A frog can jump up one step at a time, or two steps at a time … it can also jump up n steps. Find out how many jumping methods the frog can use to jump up an n-step.

  java, question

Debugging for half a day tips

java.lang.NoSuchMethodError: main
 Exception in thread "main"

The program I wrote is below. Is there any obvious mistake?

public class Solution {
 
 public int JumpFloor(int target) {
 if (target <= 0) {
 return -1;
 } else if (target == 1) {
 return 1;
 } else {
 return 2 * JumpFloor(target - 1);
 bracket
 bracket
 
 public static void main(String[] args) {
 Solution st = new Solution();
 st.JumpFloor(3);
 bracket
 bracket

In fact, it is the question of Fibonacci number.

Suppose f(n) is the number of n steps.

  1. f(1) = 1

  2. F(2) will have two ways to jump, first order or second order, which returns to the problem f(1),f(2) = f(2-1) plus f(2-2)

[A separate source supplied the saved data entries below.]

PR #436, opened 2026-03-25
fix: set goreleaser dir for openscap-plugin separate Go module

marcusburghardt:
## Summary
The openscap-plugin has its own go.mod and must be built from its directory.
Without `dir`, goreleaser tries to resolve the package from the root module which fails.

## Related Issues

- https://github.com/complytime/complyctl/actions/runs/23552180643/job/68568952419

## Review Hints

A lot changed with the redesign and this minor update is necessary to release.


jpower432 (approved):
LGTM

gvauter (approved):
lgtm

  3. F(3) can jump in three ways, first order, second order and third order, then it is left after the first jump out of first order: f(3-1); Jump out of 2nd order for the first time, leaving F (3-2); For the first third order, then f(3-3) remains. So the conclusion is
    F(3) = f(3-1) plus f(3-2) plus f(3-3)

  4. When f(n), there will be a jump in n, order 1, order 2 … order n, and the conclusion is as follows:

F(n) = f(n-1) plus f(n-2) plus … plus f(n-(n-1)) plus f(n-n) => f(0) plus f(1) plus f(2) plus f(3) plus … plus f(n-1) == f(n) = 2*f(n-1)

Therefore, it can be concluded that

Attached code

public long jumpFloor(int n) {
 if (n <= 0)
 return -1;
 if (n == 1)
 return 1;
 return 2 * jumpFloor(n - 1);
 bracket

Considering the efficiency, it can also be done by iteration.